Lacks fine-grained evaluation from professional human designers, as standard metrics like FID and CLIPScore do not fully capture actual design quality.

vs SVGDreamer: The optimization-based SOTA achieves 72.68 FID but requires 44 minutes for generation, whereas LLM4SVG scores 64.11 FID in just 18 seconds.
vs StrokeNUWA: The first SVG generation method utilizing token sequences reports an FID of 92.31 and lacks semantic understanding capabilities.
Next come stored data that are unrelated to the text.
PR #366, opened 2023-08-08
deps: localy provided bencode implmentation

da2ce7:


josecelano:
Hi @da2ce7, I want to fix [this bug](https://github.com/torrust/torrust-index-backend/issues/256). I need to calculate the infohash from the torrent file. We are using serde_bencode, but it does not work to calculate the infohash because we cannot include the custom fields. I would like to use a different bencoding crate to calculate the infohash:

Something like this:

```rust
use bendy::decoding::{Error as BencodeError, FromBencode, Object};
use sha1::{Digest, Sha1};
use std::fs;
use std::path::Path;

fn calculate_infohash<P: AsRef<Path>>(path: P) -> Result<[u8; 20], BencodeError> {
    // Read and decode the torrent file
    let data = fs::read(path)?;
    let torrent = Object::decode(&data)?;

    // Find the "info" dictionary
    let info = torrent
        .lookup("info")
        .ok_or(BencodeError::Unspecified)?
        .to_owned();

    // Encode the "info" dictionary into bytes
    let info_bytes = info.encode()?;

    // Calculate the SHA-1 hash
    let mut hasher = Sha1::new();
    hasher.update(&info_bytes);
    let result = hasher.finalize();

    // Convert the hash to a 20-byte array and return
    Ok(result.into())
}

fn main() {
    let path = "path_to_torrent_file.torrent";
    match calculate_infohash(path) {
        Ok(hash) => {
            println!("Infohash: {:?}", hash);
        }
        Err(e) => {
            eprintln!("Error: {}", e);
        }
    }
}
```

I need to use a bencoding crate:

- https://crates.io/crates/bip_bencode
- https://crates.io/crates/bendy
- ...

Since we are already using `bip_bencode` I will probably use it:

```rust
use bip_bencode::{Bencode, BencodeRef, BencodeConvert};
use sha1::{Digest, Sha1};
use std::fs;
use std::io::{self, Read};
use std::path::Path;

fn calculate_infohash<P: AsRef<Path>>(path: P) -> io::Result<[u8; 20]> {
    // Read the torrent file
    let mut data = Vec::new();
    let mut file = fs::File::open(path)?;
    file.read_to_end(&mut data)?;

    // Decode the torrent file
    let torrent = BencodeRef::decode(&data).unwrap();

    // Extract the "info" dictionary
    let info = match torrent.dict().unwrap().lookup(b"info") {
        Some(info) => info,
        None => return Err(io::Error::new(io::ErrorKind::Other, "Missing info dictionary")),
    };

    // Re-encode the "info" dictionary into bytes
    let info_bytes = info.encode();

    // Calculate the SHA-1 hash
    let mut hasher = Sha1::new();
    hasher.update(&info_bytes);
    let result = hasher.finalize();

    Ok(result.into())
}

fn main() {
    let path = "path_to_torrent_file.torrent";
    match calculate_infohash(path) {
        Ok(hash) => {
            println!("Infohash: {:?}", hash);
        }
        Err(e) => {
            eprintln!("Error: {}", e);
        }
    }
}
```

I do not like to parse the torrent bytes twice (with serde_bencode to extract the structs and with bip_encode to extract the info dict and calculate the infohash), but I want to fix the bug asap. After fixing the bug, we can consider using only the bip_encode and construct structs manually instead of using serde_bencode.

da2ce7:
ACK a4ac6829a6a4cd35968231d14f09b91c8be47d6e

Issue #151, opened 2022-12-29
A database should be optional


mickvandijke:
The tracker only needs a database if it wants to persist torrent statistics and private tracker keys between reboots. In all other cases a database should not be necessary.

josecelano:
Hi @WarmBeer, the tracker can persist:

- Authentication keys for the HTTP tracker
- Torrents that are whitelisted
- Number of completed peers (seeders) for each torrent. That's what you call "torrent statistics", don't you?

Right now, the database is mandatory, but you can switch off "statistics persistence" with the core config option: `persistent_torrent_completed_stat`, right?

Could you elaborate on how you think we should implement this issue?

I suppose you want to have an extra config option to totally disable the database or maybe one independent flag for each feature?:

- `persistent_whitelist`
- `persistent_http_auth_keys`
- `persistent_torrent_completed_stat`

mickvandijke:
Hi @josecelano ,

> Hi @WarmBeer, the tracker can persist:
> 
> * Authentication keys for the HTTP tracker
> * Torrents that are whitelisted
> * Number of completed peers (seeders) for each torrent. That's what you call "torrent statistics", don't you?
> 
> Right now, the database is mandatory, but you can switch off "statistics persistence" with the core config option: `persistent_torrent_completed_stat`, right?

Correct.

> Could you elaborate on how you think we should implement this issue?
> 
> I suppose you want to have an extra config option to totally disable the database or maybe one independent flag for each feature?:
> 
> * `persistent_whitelist`
> * `persistent_http_auth_keys`
> * `persistent_torrent_completed_stat`

Yes I think an independent flag for each feature would be nice. We could add a ‘[persistency]’ section to the config options with these three flags. And I suppose that the database url config option could also move to this section.

josecelano:
Making the database optional would allow running the tracker without depending on the file system. We could:

- Not use the database file (`data.db`) required for SQLite.
- Not use the config file (`config.toml`). Use the env var instead. This is already possible.

With no file system dependency, we could run more straightforward docker commands to run a tracker using the docker. Instead of running:

```s
export TORRUST_TRACKER_USER_UID=1000 \
  && docker run -it \
    --user="$TORRUST_TRACKER_USER_UID" \
    --publish 6969:6969/udp \
    --publish 7070:7070/tcp \
    --publish 1212:1212/tcp \
    --volume "$(pwd)/storage":"/app/storage" \
[...]

PR #367, opened 2023-08-08
Improve docker UX

### LINKED ISSUE #361: Improve docker UX
Relates to: https://github.com/torrust/torrust-tracker/issues/351

- [x] Improve the specific documentation for docker: https://github.com/torrust/torrust-tracker/tree/develop/docker
- [x] Write a command to generate the default storage files before running the docker image. The installation process is [here](https://github.com/torrust/torrust-tracker/blob/develop/bin/install.sh), but we need to write a gist or something like that so you do not need to clone the repo.
- [x] We should make the same change we did for the [backend](https://github.com/torrust/torrust-index-backend/blob/develop/src/bootstrap/config.rs). The backend allows changing the default config file location with an env var: `TORRUST_IDX_BACK_CONFIG_PATH`. This way could create the config file in the `storage` folder without injecting the env var (although env va also works).
- [x] Improve the error message when the config file is not found. It should say something like: "Can load the configuration file from ./config.toml"

josecelano:
Some minor improvements to make using docker and the app configuration a smoother experience.

### DIFF
--- a/packages/configuration/src/lib.rs
+++ b/packages/configuration/src/lib.rs
@@ -512,10 +512,11 @@ impl Configuration {
         if Path::new(path).exists() {
             config = config_builder.add_source(File::with_name(path)).build()?;
         } else {
-            warn!("No config file found.");
-            warn!("Creating config file..");
+            warn!("No config file found. Creating config file ...");
+
             let config = Configuration::default();
             config.save_to_file(path)?;
+
             return Err(Error::CreatedNewConfigHalt {
                 location: Location::caller(),
                 path: path.to_string(),
--- a/packages/configuration/src/lib.rs
+++ b/packages/configuration/src/lib.rs
@@ -228,14 +228,11 @@
 //!```
 use std::collections::{HashMap, HashSet};
 use std::net::IpAddr;
-use std::panic::Location;
-use std::path::Path;
 use std::str::FromStr;
 use std::sync::Arc;
 use std::{env, fs};
 
 use config::{Config, ConfigError, File, FileFormat};
-use log::warn;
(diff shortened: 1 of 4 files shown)


josecelano:
There is a breaking change. I have removed the error when the default configuration is created:

```s
Loading configuration from config file ./config.toml
thread 'main' panicked at 'called `Result::unwrap()` on an `Err` value: CreatedNewConfigHalt { location: Location { file: "packages/configuration/src/lib.rs", line: 520, col: 27 }, path: "./config.toml" }', src/bootstrap/app.rs:83:52
```

Now the tracker continues running with the default configuration file:

```s
Loading configuration from configuration file: `./config.toml` ...
Missing configuration file.
Creating a default configuration file: `./config.toml` ...
Please review the config file: `./config.toml` and restart the tracker if needed.
2023-08-08T12:16:24.548218890+01:00 [torrust_tracker::bootstrap::logging][INFO] logging initialized.
2023-08-08T12:16:24.548805484+01:00 [torrust_tracker::bootstrap::jobs::tracker_apis][INFO] Starting Torrust APIs server on: http://127.0.0.1:1212
2023-08-08T12:16:24.548882463+01:00 [torrust_tracker::bootstrap::jobs::tracker_apis][INFO] Torrust APIs server started
```

If we implement [the issue to make the database optional](https://github.com/torrust/torrust-tracker/issues/151) and we make the no-database option the default one, we could run the tracker with default configuration (only memory) with a single docker command.


Alternatively, we could add a new env var `TORRUST_TRACKER_USE_DEFAULT_CONFIG`. If the env var is present, we do not even write the config file with the default config, we simply use the default config only in memory. What do you think @da2ce7?

Issue #326, opened 2023-05-16
Add middleware to compress responses


josecelano:
The HTTP tracker and the API do not send a compressed response.

[tower_http::compression](https://docs.rs/tower-http/0.4.0/tower_http/compression/index.html) middleware could be used.

### Links

- https://tokio.rs/blog/2021-07-announcing-axum#middleware

alexohneander:
@josecelano Do we want to use this as default or do we want to enable/disable this via a config line?

da2ce7:
Hello @alexohneander HTTP since the big-bang has supported compression, I sugest that we just blanket enable it for everything; it is a cheap and effective optimization.

PR #385, opened 2023-08-26
#326: Add tower-http compression as middleware

alexohneander:
**Modified:**
 I have added tower-http compression as middleware on both HTTP routers(API, Tracker HTTP).

All tests were run and were okay.

### DIFF
--- a/Cargo.toml
+++ b/Cargo.toml
@@ -41,6 +41,7 @@ uuid = { version = "1", features = ["v4"] }
 axum = "0.6.20"
 axum-server = { version = "0.5", features = ["tls-rustls"] }
 axum-client-ip = "0.4.1"
+tower-http = { version= "0.4.3", features = ["full"] }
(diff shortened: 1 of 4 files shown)


Cargo.toml
```diff
@@ -41,6 +41,7 @@ uuid = { version = "1", features = ["v4"] }
 axum = "0.6.20"
 axum-server = { version = "0.5", features = ["tls-rustls"] }
 axum-client-ip = "0.4.1"
+tower-http = { version= "0.4.3", features = ["full"] }
```
da2ce7, line 44: It would be nice not to include the `full` tower-http feature set, this will increase build times.

da2ce7: Here are the different feature-sets to select from: https://github.com/tower-rs/tower-http/blob/master/tower-http/Cargo.toml#L55

alexohneander: @da2ce7 You are absolutely right.
I have adjusted it. I will create a new pull-request.

PR #399, opened 2023-09-06
ci: use coverage upload token

da2ce7:


josecelano (approved):
Hi @da2ce7, It looks good. I've seen you have created a repository token. Just a reminder for other contributors: in general, we prefer a more restricted scope for secrets, like creating a new environment for codecov and linking the secret to that environment. In this case, I suppose the actions for the token are very limited and with a repository secret we can generate the coverage report everywhere.

da2ce7:
ACK 5bea92d5c62ed4bd38d1033f5ed9d4393cf4a8b6

PR #341, opened 2021-12-23
feat(mysql): Add text search relevance to mysql

garrensmith:
Adds `visit_text_search_relevance` support to mysql and refactors the
original postgres only support to allow any connector to be able to
implement it.

### DIFF
--- a/src/visitor/mssql.rs
+++ b/src/visitor/mssql.rs
@@ -620,6 +620,14 @@ impl<'a> Visitor<'a> for Mssql<'a> {
         unimplemented!("Full-text search is not yet supported on MSSQL")
     }
 
+    #[cfg(feature = "postgresql")]
+    fn visit_text_search_relevance(
+        &mut self,
+        _text_search_relevance: crate::prelude::TextSearchRelevance<'a>,
+    ) -> visitor::Result {
+        unimplemented!("Full-text search is not yet supported on MSSQL")
+    }
+
     #[cfg(all(feature = "json", any(feature = "postgresql", feature = "mysql")))]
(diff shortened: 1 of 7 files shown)


src/visitor/mssql.rs
```diff
@@ -620,6 +620,14 @@ impl<'a> Visitor<'a> for Mssql<'a> {
         unimplemented!("Full-text search is not yet supported on MSSQL")
     }
 
+    #[cfg(feature = "postgresql")]
```
dpetrick, line 623: This looks off, why is there a postgres feature flag in mssql?

src/visitor/mysql.rs
```diff
@@ -475,6 +475,18 @@ impl<'a> Visitor<'a> for Mysql<'a> {
         Ok(())
     }
 
+    #[cfg(any(feature = "postgresql", feature = "mysql"))]
```
dpetrick, line 478: Do you really need these feature flags? The whole mysql struct is gated by the `mysql` feature flag already.

src/visitor/postgres.rs
```diff
@@ -394,6 +394,31 @@ impl<'a> Visitor<'a> for Postgres<'a> {
 
         Ok(())
     }
+
+    #[cfg(any(feature = "postgresql", feature = "mysql"))]
```
dpetrick, line 398: Same as the above comment.

src/visitor/mssql.rs
garrensmith: This is needed for when we have `features=all`

dpetrick (approved):

PR #343, opened 2022-01-16
don't panic if decimals don't fit

snf:
Hi, I'm hitting this in my prisma code if the big decimal is too large.
Found it with the number 6.673310573781466e+51 . Adding a check in my code but, regardless, I don't think the lib should panic.


pimeys:
No it should not panic. Thanks for the fix. Will merge tomorrow.

snf:
Thank you for the prompt response!

tomhoule (approved):

PR #344, opened 2022-01-17
postgres connector don't panic parsing mantissa

snf:


garrensmith (commented):
This looks good. Any chance you could add a test for this?

snf:
I had a look into making a test but couldn't see an easy way to add one as the `test_type!` ones are for success (and this is a fail).
Anyway, I don't think there is a risk here because this only changes a panic into an error.

Weakky:
Hey @snf,

I created a [follow-up PR here](https://github.com/prisma/quaint/pull/379) which includes your commit.

I'll close this one in favor of this other one now. Thanks for contributing! 🙏

PR #358, opened 2022-04-20
feat: pass type-hint to PG prepared statement

Weakky:
## Overview


src/connector/postgres.rs
```diff
@@ -619,18 +620,50 @@ impl TransactionCapable for PostgreSql {}
...
+
+            Ok(result)
+        })
+        .await
+    }
+
+    #[tracing::instrument(skip(self, params))]
+    async fn query_raw_typed(&self, sql: &str, params: &[Value<'_>]) -> crate::Result<ResultSet> {
+        metrics::query("postgres.query_raw", sql, params, move || async move {
+            let param_types = conversion::params_to_types(params);
```
pimeys, line 665: could we skip this if we already have the statement in the cache? it's a lot of cycles in the worst case...

src/connector/postgres/conversion.rs
```diff
@@ -29,6 +29,92 @@ pub fn conv_params<'a>(params: &'a [Value<'a>]) -> Vec<&'a (dyn types::ToSql + S
...
+                Value::Text(_) => PostgresType::TEXT,
+                // Enums are special types, we can't statically infer them, so we let PG infer it
+                Value::Enum(_) => PostgresType::UNKNOWN,
+                Value::Bytes(_) => PostgresType::BYTEA,
+                Value::Boolean(_) => PostgresType::BOOL,
+                Value::Char(_) => PostgresType::CHAR,
+                #[cfg(feature = "bigdecimal")]
+                Value::Numeric(_) => PostgresType::NUMERIC,
+                #[cfg(feature = "json")]
+                Value::Json(_) => PostgresType::JSON,
```
pimeys, line 57: I'm worried about this here, you should always prefer jsonb if you can, json is only for function return values. Did you have some tests failing if you'd use jsonb here?

src/connector/postgres/conversion.rs
```diff
@@ -29,6 +29,92 @@ pub fn conv_params<'a>(params: &'a [Value<'a>]) -> Vec<&'a (dyn types::ToSql + S
...
+                        Value::Text(_) => PostgresType::TEXT_ARRAY,
+                        // Enums are special types, we can't statically infer them, so we let PG infer it
+                        Value::Enum(_) => PostgresType::UNKNOWN,
+                        Value::Bytes(_) => PostgresType::BYTEA_ARRAY,
+                        Value::Boolean(_) => PostgresType::BOOL_ARRAY,
+                        Value::Char(_) => PostgresType::CHAR_ARRAY,
+                        #[cfg(feature = "bigdecimal")]
+                        Value::Numeric(_) => PostgresType::NUMERIC_ARRAY,
+                        #[cfg(feature = "json")]
+                        Value::Json(_) => PostgresType::JSON_ARRAY,
```
pimeys, line 99: Maybe jsonb_array?

src/tests/query.rs
```diff
@@ -3081,3 +3081,98 @@ async fn generate_native_uuid(api: &mut dyn TestApi) -> crate::Result<()> {
 
     Ok(())
 }
+
+#[test_each_connector(tags("postgresql"))]
+async fn query_raw_typed_numeric(api: &mut dyn TestApi) -> crate::Result<()> {
```
pimeys, line 3086: Test with json!

pimeys (approved):
accepting but please review some of the comments before merging...

src/connector/postgres.rs
Weakky: Yeah, that was stupid from me 🤦‍♂️

PR #361, opened 2022-05-04
fix: allow nulls in postgres scalar lists

Weakky:
## Overview

Fixes https://github.com/prisma/prisma/issues/12367


src/connector/postgres/conversion.rs
```diff
@@ -646,10 +670,11 @@ impl<'a> ToSql for Value<'a> {
                 }),
                 #[cfg(feature = "uuid")]
                 (Value::Array(values), &PostgresType::UUID_ARRAY) => values.as_ref().map(|values| {
-                    let parsed_uuid: Vec<Uuid> = values
+                    let parsed_uuid: Vec<Option<Uuid>> = values
                         .iter()
-                        .filter_map(|v| v.to_string().and_then(|v| v.parse().ok()))
```
Weakky, line 651: `Value::to_string()` only returns `Some(x)` for the `Value::String` and `Value::Bytes` variants. Combined with `filter_map`, this had two effects:
- `Value::Uuid` were not inserted
- `String` and `Bytes` that could not be coerced to `Uuid` were silently ignored

Same goes for `INET_ARAY` and  `BIT_ARRAY`

src/connector/postgres/conversion.rs
```diff
@@ -646,10 +670,11 @@ impl<'a> ToSql for Value<'a> {
...
-                        .collect();
+                        .map(<Option<Uuid>>::try_from)
+                        .collect::<crate::Result<Vec<_>>>()?;
```
Weakky, line 676: `Value::to_string()` only returns `Some(x)` for the `Value::String` and `Value::Bytes` variants. Combined with `filter_map`, this had two effects:
- `Value::Uuid` were not inserted
- `String` and `Bytes` that could not be coerced to `Uuid` were silently ignored

Same goes for `INET_ARAY` and  `BIT_ARRAY`

pimeys (approved):
great.

PR #363, opened 2022-05-08
add two more metrics to quaint

garrensmith:


src/connector/metrics.rs
```diff
@@ -29,6 +29,8 @@ where
     );
 
     histogram!(format!("{}.query.time", tag), start.elapsed());
+    histogram!("query.total_elapsed_time", start.elapsed());
```
tomhoule, line 32: Question because I really don't know: is it the same metric as the previous line, but with a different name?

tomhoule (approved):
Looks good, with a caveat that I don't have much context on metrics.

src/connector/metrics.rs
garrensmith: Yes. It is a more general metric for all queries

PR #365, opened 2022-05-10
Add support for "swapped" UUIDs in MySQL

cprieto:
- MySQL 8 has a "fantastic" feature for index-optimized UUIDs, they are called swapped UUIDs
 - Sadly, they are enabled with a parameter in UUID
 - See https://dev.mysql.com/doc/refman/8.0/en/miscellaneous-functions.html#function_uuid-to-bin
 - "Normal" UUID to bin still as is (equivalent parameter, 0)
 - This generates a swapped UUID for generated ids
 - Will solve (partially) https://github.com/prisma/prisma/issues/12850

### DIFF
--- a/src/ast/function.rs
+++ b/src/ast/function.rs
@@ -80,6 +80,8 @@ pub(crate) enum FunctionType<'a> {
     #[cfg(feature = "mysql")]
     UuidToBin,
     #[cfg(feature = "mysql")]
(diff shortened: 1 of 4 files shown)


janpio (commented):
Looks good, but as I don't really know Rust, just a 👍 as a comment.

dpetrick (approved):

PR #368, opened 2022-05-25
feat: remove query_raw_typed and make it the default

Weakky:
## Overview

- BREAKING: Remove query_raw_typed and make it the default behaviour via query_raw
- Prisma 4 change


Weakky:
`query_raw_typed` will stay for now.

PR #369, opened 2022-05-31
Distinction between int32 and int64 in SQLite

cprieto:
- This is part of https://github.com/prisma/prisma/issues/12784
- Now, `INT` is `int32` and `BIGINT` is `int64` in SQLite
- When _we don't know what type is it_ we are now `int32(None)` (this happens with `NULL` types), used to be `int64(None)`
- Certain operations, for example, `RETURNING` cannot infer the return type, in cases where we cannot infer the return type for an integer it will be set as `int64` (another example is with implicit values)

### DIFF
--- a/src/connector/sqlite/conversion.rs
+++ b/src/connector/sqlite/conversion.rs
@@ -133,7 +133,9 @@ impl<'a> GetRow for SqliteRow<'a> {
         for (i, column) in self.columns().iter().enumerate() {
             let pv = match self.get_ref_unwrap(i) {
                 ValueRef::Null => match column {
-                    c if c.is_int32() | c.is_int64() | c.is_null() => Value::Int64(None),
+                    // NOTE: A value without decl_type would be Int32(None)
+                    c if c.is_int32() | c.is_null() => Value::Int32(None),
+                    c if c.is_int64() => Value::Int64(None),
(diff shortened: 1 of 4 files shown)


src/connector/sqlite/conversion.rs
```diff
@@ -103,6 +105,8 @@ impl TypeIdentifier for Column<'_> {
         }
     }
 
+    // WITH (id) AS pepe (SELECT 1) SELECT id (None) FROM pepe
+
```
Weakky, line 109: You forgot to remove that 😛

src/connector/sqlite/conversion.rs
```diff
@@ -169,6 +176,17 @@ impl<'a> GetRow for SqliteRow<'a> {
                         let dt = chrono::Utc.timestamp_millis(i);
                         Value::datetime(dt)
                     }
+                    c if c.is_int32() => {
+                        if let Ok(converted) = i32::try_from(i) {
+                            Value::int32(converted)
+                        } else {
+                            let msg = format!("Value {} does not fit in an INT column, maybe it is a BIGINT", i);
```
Weakky, line 183: We should give suggestions as to how to fix the error. Something like:

```
Value {} does not fit in an `Int` column. Please try migrating the '{}' column type to `BigInt`.
```

PR #370, opened 2022-06-01
Remove support for sqlite url prefix

pimeys:
Merge only when Prisma 4 is due

Part of: https://github.com/prisma/prisma/issues/11468


tomhoule (approved):

pimeys:
> There is another case I think:
> 
> https://github.com/prisma/quaint/blob/8be4fab7f2f6213487b1d40f2d23a6de982a0cf6/src/single.rs#L134

I didn't save that file before committing...

janpio (changes requested):
see comments

janpio (approved):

In contrast, the semantic tokens in LLM4SVG offer more precise representations.
vs Claude-3.5: The top performer among proprietary commercial LLMs displays an FID of 82.89 and a CLIPScore of 0.3083. LLM4SVG surpasses this with only 1.5B parameters.

Rating¶

Novelty: ⭐⭐⭐⭐ The semantics token design is simple yet effective, and the data engineering effort contributes significantly.
Experimental Thoroughness: ⭐⭐⭐⭐⭐ Conducts comprehensive comparisons with 12 SVG methods and 9 LLMs.
Writing Quality: ⭐⭐⭐⭐ Abundant in figures and charts, though the text tends to be verbose.
Value: ⭐⭐⭐⭐⭐ Extremely high community value thanks to the open-sourced dataset and framework.